# 5X105 Bolt pattern issue possible fix



## scabana (Jun 4, 2012)

I've been looking at wheel options and there are none to my likeing. As I have hade this issue with my audi's 4x108 bolt pattern I came across what thay call wabble bolts which allows you I believe 3mm per hole. So you could use a wheel with a 5x108 which there are more options in 17 and 18in wheels. This is what I will do when I get my cruze.Hope this will help.


----------



## Mick (Dec 31, 2011)

Genius. If only they could work with 114.3 lol.


----------



## scabana (Jun 4, 2012)

OOPS I ment to say wobble nuts, thinking audi.


----------



## cnjsanchez (Apr 6, 2012)

scabana said:


> I've been looking at wheel options and there are none to my likeing. As I have hade this issue with my audi's 4x108 bolt pattern I came across what thay call wabble bolts which allows you I believe 3mm per hole. So you could use a wheel with a 5x108 which there are more options in 17 and 18in wheels. This is what I will do when I get my cruze.Hope this will help.


I suppose I don't quite understand. How do you get a wheel that is 5x108 to slide onto our bolt pattern of 5x105? Seems like to me that you couldn't get far the wheel on to me. Thanks in advance.


----------



## spacedout (Dec 7, 2010)

This seems like a bad idea.


----------



## Mick (Dec 31, 2011)

cnjsanchez said:


> I suppose I don't quite understand. How do you get a wheel that is 5x108 to slide onto our bolt pattern of 5x105? Seems like to me that you couldn't get far the wheel on to me. Thanks in advance.


Well let SexMachineMechanic69 explain in his video

http://www.youtube.com/watch?v=NVXljH8ms4s&feature=youtube_gdata_player

And brace yourself for surprise butseks!


----------



## XtremeRevolution (Jan 19, 2012)

Wouldn't this by nature make the bolts thinner? 

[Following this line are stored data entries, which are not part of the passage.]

PR #74, opened 2019-11-14
Refactor JS feature specs

### LINKED ISSUE #67: Testing browser integration in DroneCI
Feature tests can use a headless browser for javascript and other integration testing. Currently, this is not implemented in our CI environment. Tests such as `publish_new_work_spec.rb` will only run in the local testing environment. We need to implement a reliable way of running these tests using a complete browser environment.

What Done Looks Like:
Remove the `unless: ci_build?` from any existing feature tests and the DroneCI build will pass.

rschenk:
Capybara has the notion of a javascript driver, and it's possible to set the default one to whatever you want. By registering our selenium_chrome_headless driver as the default one, then you can tag your specs with `js: true` as opposed to `with_driver: :selenium_chrome_headless` which is a heck of a lot easier to remember.

This also allowed me to conditionally switch between the `transaction` and `truncation` DatabaseCleaner strategy. Transaction is way faster but doesn't play nice with headless chrome; truncation is way slower but does play nice with headless chrome. By Swapping the two of them out, we get a big speed boost in the spec runtimes (_especially_ for non-feature specs, which comprise most of our tests!). See the lengthy commit message for more deets

Fixes #67

### DIFF
--- a/spec/support/capybara_drivers.rb
+++ b/spec/support/capybara_drivers.rb
@@ -1,46 +1,29 @@
 # frozen_string_literal: true
 
-module CapybaraDrivers
-  def sign_in(user: nil, driver:)
-    assign_current_driver(driver)
-    OmniAuth.config.test_mode = true
-    OmniAuth.config.mock_auth[:psu] = mock_auth_hash(user) if user.present?
-  end
-
-  private
-
-    def assign_current_driver(driver)
-      register_driver(driver) unless Capybara.drivers.include?(driver)
-      Capybara.current_driver = driver
-    end
-
-    def register_driver(driver)
-      Capybara.register_driver driver do |app|
-        capabilities = Selenium::WebDriver::Remote::Capabilities.chrome(chromeOptions: chrome_options)
-        Capybara::Selenium::Driver.new(app, browser: :chrome, desired_capabilities: capabilities)
-      end
-    end
-
-    def chrome_options
-      { args: ['no-sandbox', 'disable-gpu', 'window-size=1024,768', 'single-process'] }
-    end
-
-    def mock_auth_hash(user)
-      build :psu_oauth_response, access_id: user.access_id
-    end
+RSpec.configure do |_config|
+  Capybara.javascript_driver = if ci_build?
+                                 :selenium_remote
+                               else
+                                 :selenium_chrome_headless
+                                 # :selenium_chrome # For debugging in dev
+                               end
 end
 
-RSpec.configure do |config|
-  config.before(type: :feature) do |example|
-    driver = example.metadata.fetch(:with_driver, Capybara.current_driver)
-
-    if example.metadata.key?(:with_user)
-      sign_in(user: send(example.metadata.fetch(:with_user)), driver: driver)
-    else
-      sign_in(driver: driver)
-    end
-  end
-
-  config.include CapybaraDrivers, type: :feature
-  config.include ActionView::RecordIdentifier, type: :feature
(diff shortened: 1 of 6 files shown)


whereismyjetpack:
I think this may conflict with some work I was doing to get selenium to work in CI. see #75. maybe we can pair tomorrow to get both methods working?

rschenk:
@whereismyjetpack I see what you did in #75, and this PR may actually make it easier. If we combine my PR with your PR, then all of the test can just use `js: true` and then we can swap the driver out in the Capybara config under the hood

```
Capybara.javascript_driver = if ci_build?
                               :crazy_docker_headless_mayhem
                             else
                               :selenium_chrome_headless 
                             end
```

awead:
@rschenk one of the things you could do in earlier setup was to use `with_driver: :selenium_chrome` and you'd get the non-headless version. Capybara includes four drivers by default: selenium, selenium_headless, selenium_chrome, and selenium_chrome_headless. It's helpful when debugging to add the non-headless one in there when you need it. How would you do that in this updated setup?

rschenk:
@awead When debugging, you could change it in your `Capybara.javascript_driver` line in the config

spec/support/capybara_drivers.rb
```diff
@@ -1,46 +1,36 @@
...
-      sign_in(driver: driver)
+      sign_in
     end
   end
 
   config.include CapybaraDrivers, type: :feature
   config.include ActionView::RecordIdentifier, type: :feature
 end
+
+Capybara.register_driver :selenium_chrome_headless do |app|
```
awead: @rschenk I'm not sure this block is even necessary. `: selenium_chrome_headless` is already present in the list of available drivers, so the only line that may be needed is line 36. This might change if we need to specify a window size. We did need to do this in some other tests to verify that UI elements were visible in a tablet and phone-sized page, but I'd rather see us put this in when they're needed. I'm also not convinced the other options actually do anything.

rschenk: Cool. In that case, I suppose we could always register our own custom drivers, like `:selenium_chrome_tablet`, `:selenium_chrome_phone`, etc etc

awead:
@rschenk we can simplify the driver registration even more. See https://github.com/psu-stewardship/scholarsphere-4/blob/capybara/spec/support/capybara_drivers.rb

spec/support/feature_helpers.rb
```diff
@@ -0,0 +1,36 @@
...
+    end
+end
+
+RSpec.configure do |config|
+  Capybara.javascript_driver = if ci_build?
+                                 :selenium_remote
+                               else
+                                 :selenium_chrome_headless
+                                 # :selenium_chrome # For debugging in dev
+                               end
```
awead: @rschenk I think this block could just get moved to to the CapybaraDrivers module, and then you wouldn't need the `require_relative` anymore.

rschenk: We don't actually need the `require_relative` at all, I just put it there as a little hint to where `:selenium_remote` was coming from

I guess I figured that the capybara_drivers file would only contain driver definitions, whereas the feature_helpers file would be for configuring how you wanted the feature specs to work?

awead: @rschenk I get that. The ontologist in me is saying put it in CapybaraDrivers because it _says_ Capybara 😄 I can go either way...

awead:
@rschenk @whereismyjetpack Alright, we've futzed with this enough. It's good. Thanks for the work!

PR #75, opened 2019-11-14
Adds Selenium to CI

whereismyjetpack:
allows user to optionally specify SELENIUM_URL, and APP_HOST variables to use a selenium_remote, will default to the default headless chrome if unset.

### DIFF
--- a/spec/features/publish_new_work_spec.rb
+++ b/spec/features/publish_new_work_spec.rb
@@ -2,12 +2,12 @@
 
 require 'rails_helper'
 
-RSpec.describe 'Publishing a new work', unless: ci_build? do
+RSpec.describe 'Publishing a new work' do
   let(:user) { create(:user) }
   let(:metadata) { MetadataFactory.new.work_version }
   let(:updated_metadata) { MetadataFactory.new.work_version }
 
-  it 'routes the user through the workflow', with_user: :user, with_driver: :selenium_chrome_headless do
+  it 'routes the user through the workflow', with_user: :user, with_driver: :selenium_remote do
     visit(new_dashboard_work_path)
     fill_in('Title', with: metadata[:title])
     click_button('Create Work')
--- a/spec/features/publish_new_work_spec.rb
+++ b/spec/features/publish_new_work_spec.rb
@@ -7,7 +7,7 @@ RSpec.describe 'Publishing a new work' do
   let(:metadata) { MetadataFactory.new.work_version }
   let(:updated_metadata) { MetadataFactory.new.work_version }
 
-  it 'routes the user through the workflow', with_user: :user, js: true  do
+  it 'routes the user through the workflow', with_user: :user, js: true do
     visit(new_dashboard_work_path)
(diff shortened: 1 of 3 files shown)


spec/features/publish_new_work_spec.rb
```diff
@@ -2,12 +2,12 @@
 
 require 'rails_helper'
 
-RSpec.describe 'Publishing a new work', unless: ci_build? do
+RSpec.describe 'Publishing a new work' do
   let(:user) { create(:user) }
   let(:metadata) { MetadataFactory.new.work_version }
   let(:updated_metadata) { MetadataFactory.new.work_version }
 
-  it 'routes the user through the workflow', with_user: :user, with_driver: :selenium_chrome_headless do
```
whereismyjetpack: I had to rename this, since `:selenium_chrome_headless` was already registered, but with only the default options

spec/support/capybara_drivers.rb
```diff
@@ -17,12 +17,24 @@ def assign_current_driver(driver)
...
+          Capybara::Selenium::Driver.new(app,
+                                         browser: :chrome,
+                                         desired_capabilities: capabilities)
+        end
       end
     end
 
     def chrome_options
-      { args: ['no-sandbox', 'disable-gpu', 'window-size=1024,768', 'single-process'] }
+      { args: ['headless', 'no-sandbox', 'disable-gpu', 'window-size=1024,768', 'single-process'] }
```
awead: @whereismyjetpack does 'headless' actually work? If you take it out, does it _not_ run headless?

spec/features/publish_new_work_spec.rb
```diff
@@ -2,12 +2,12 @@
...
+  it 'routes the user through the workflow', with_user: :user, with_driver: :selenium_remote do
```
awead: @whereismyjetpack see @rschenk's other comment, but the option here should be that we use a local driver, and ideally have the option to specific different kinds of drivers for local debugging, etc. But when we're in a ci build, we'd have the test use `:selenium_remote`

spec/support/capybara_drivers.rb
whereismyjetpack: I seem to remember needing to put this in. My memory is a bit hazy right now though :)

spec/features/publish_new_work_spec.rb
whereismyjetpack: this is a bad name. i should mend that. i think what would happen is it would register a local driver if you don't have the `SELENIUM_URL` set. I think we should maybe wrap that all up in the `ci_build?` boolean and 🎂

spec/support/capybara_drivers.rb
whereismyjetpack: https://drone-test.dsrd.libraries.psu.edu/psu-stewardship/scholarsphere-4/392/1/9 taking headless out does, indeed fail it.

whereismyjetpack:
closing in favor of #74 ; and then I'll add `:selenium_remote`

Then, you have to remember that bolt pattern isn't the only determining factor on what wheel you can run. There's also the center bore and offset.


----------



## Blues_Cruze (Jun 11, 2012)

Sounds like a interesting topic that I'm gunna have to keep an eye on


----------



## Stampedenit (Jun 13, 2012)

I just got my car so forgive my stupidity as I have not taken the wheel off yet but are you saying the cruze does not have conventional lug nuts and that it has lug bolts?


----------



## Stampedenit (Jun 13, 2012)

Just did a search for a pic of the wheel bearing and it does use a convention lug stud and nut, so how would these wobble bolts help? Only way I see how to use them is to know out the studs and tap the holes.....No thanks. If you find a rim you like and you can get it in a 5x108, why not take it to a machine shop and have them machine the holes the correct way. Your talking a 1/16" per hole that would have to be machined.


----------



## Blues_Cruze (Jun 11, 2012)

he ment to say wobble nuts, look them up and u will see


----------



## Patman (May 7, 2011)

scabana said:


> I've been looking at wheel options and there are none to my likeing. As I have hade this issue with my audi's 4x108 bolt pattern I came across what thay call wabble bolts which allows you I believe 3mm per hole. So you could use a wheel with a 5x108 which there are more options in 17 and 18in wheels. This is what I will do when I get my cruze.Hope this will help.


Sounds like the "unilug " idea of Cragar wheels back in the 70s and 80s. The wheel will fit on the studs but requires a washer behind the long lug nut to make the wheel steady on the car. So a wheel would fit a GM car and a Ford given the correct lug nuts It works but it is poor design. IMO Is that what you are referring to?


----------



## jakkaroo (Feb 12, 2011)

or you could find some wheels of craigslist that are 5x100 or 5x114 and get them redrilled just make sure the hub is the right size and your wheels open up to just about everything regardless rim redrill is like 200 bucks for all 4 its much safer and much more relible than some lugs that have the word "wobble"in them


----------



## Nobody (Feb 12, 2012)

Just contact the wheel manufacturer and have them drill them to spec. Easy


----------



## Stampedenit (Jun 13, 2012)

Nobody said:


> Just contact the wheel manufacturer and have them drill them to spec. Easy


Not so much. Most of these rims are done in a production run and most rims, unless you get a custom 2/3 piece, are made overseas. There are probably only a handful made in the US that are casted/forged here.


----------



## Stampedenit (Jun 13, 2012)

$100 for wobble nuts
PCD Variation (Wobble) Lug Nuts,12x1.50 Threadpitch-Set-Zinc Plated-Conical Seat-LUG-DV6LE


----------